Lung cancer, which is the second most common cancer worldwide,¹ is not a frequently diagnosed cancer in our upsetting, possibly due to the low availability of core needles for deep-seated tumors, including those of the lungs and pleura, poor Bronco alveolar lavage techniques, poor pathology services, and a decreased number of subspecialists in the field, which might contributed to the low prevalence of this cancer.

This study was conducted in a private hospital setting, where patients are sent from different parts of the region. The costs of the procedures, the scarce availability of different specialties and subspecialties, and the absence of core needle biopsies to diagnose deep-seated masses are some of the factors that determine the type of specimens we took from patients; this might have affected the types of cancer seen on our routine day-to-day practice. The retrospective nature of the study and the difficulty in including the subsequent outcomes of patients were also additional limitations of the study. Some important risk factors, such as the HIV status of the patient, are missed, which may increase the degree of association with different factors.
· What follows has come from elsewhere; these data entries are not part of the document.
PR #35825, opened 2025-11-26
Only have ResilientGradleBuildBuilder

reinsch82:
This pull request refactors the Gradle IDE tooling model builders to simplify the codebase and improve resiliency by merging the resilient build logic into the main `GradleBuildBuilder`. The most important changes are:

### Refactoring and Code Simplification

* Merged the functionality of `ResilientGradleBuildBuilder` into `GradleBuildBuilder`, removing the separate resilient builder class and consolidating all logic for resilient model building into a single implementation. (`platforms/ide/ide/src/main/java/org/gradle/plugins/ide/internal/tooling/ResilientGradleBuildBuilder.java`, `platforms/ide/ide/src/main/java/org/gradle/plugins/ide/internal/tooling/GradleBuildBuilder.java`) [[1]](diffhunk://#diff-0a4335256e2aacc6daf6e6968b8a32894ec1bc0c036838d6938268922c528b23L1-L205) [[2]](diffhunk://#diff-6399537d11f81b0ebe7362c96a005b5f86223dbb118d4ede86050b62ac40e1c9R19-R67) [[3]](diffhunk://#diff-6399537d11f81b0ebe7362c96a005b5f86223dbb118d4ede86050b62ac40e1c9L51-R206)
* Updated the construction and registration of `GradleBuildBuilder` to always use the resilient logic, removing the conditional registration and the now-unnecessary factory method. (`platforms/ide/ide-plugins/src/main/java/org/gradle/plugins/ide/internal/tooling/ToolingModelServices.java`) [[1]](diffhunk://#diff-cc1bf80614864fc2c4d9c781c4da9a1398dd2fd2e24f5c95eac9a2c3d81d8378L76-R75) [[2]](diffhunk://#diff-cc1bf80614864fc2c4d9c781c4da9a1398dd2fd2e24f5c95eac9a2c3d81d8378L87-L92) [[3]](diffhunk://#diff-cc1bf80614864fc2c4d9c781c4da9a1398dd2fd2e24f5c95eac9a2c3d81d8378L33)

In conclusion, this study highlights the cancer burden in the Amhara region. Furthermore, large-scale studies should be performed from population cancer registries to obtain a complete picture of the cancer burden in the region. The prevalence of cancer reported in this study showed varied globally, across Africa, and other regions of the country. Even though the incidence of cancer significantly varies, the histologic findings for each of the common cancers are similar to findings around the world, Africa, and other regions of the country. The absence of subspecialty services, precancerous screenings for cervical, breast and colorectal cancers, inadequate diagnostic imaging, poor service and utilization of vaccination, and poor pathologic services might be some of the reasons associated with the disparities in the prevalence of cancer observed in our study. Even though multicenter study is important for determining the exact prevalence of cancer, this study could be very important for policy makers to understand the gap in minimizing the cancer burden and develop an approach to reduce the cancer burden in the region. The expansion of oncologic services, health education, screening and vaccination services, advancements in diagnostic modalities, and the involvement of the private sector in the management and care of cancer patients are very important health system focuses that should force policy makers to allocate resources accordingly. Those with confirmed cancer cases were linked back to the referring physicians/hospitals or referred to the only cancer treatment center in the town.

Acknowledgments

We are grateful to the GAMBY Private Limited Company for funding this research. We thank the GAMBY Medical and Business College research ethical reviewer committee.

Author Contributions

All authors made a significant contribution to this manuscript in all stages of conception, study design, execution, acquisition of data, analysis and interpretation, or in all these areas; took part in drafting, revising or critically reviewing the article; and gave final approval of the version to be published.

Funding Agent

The funding agent for this study was GAMBY Private Limited Company. The funding body has no influence on the design, data collection, analysis or interpretation of the results. All the things were declared from the funding body.

Availability of Data and Materials

All important data were included in the manuscript, and the corresponding author will share them if additional data are requested.

Competing Interests

The authors declare that they have no potential conflicts of interest.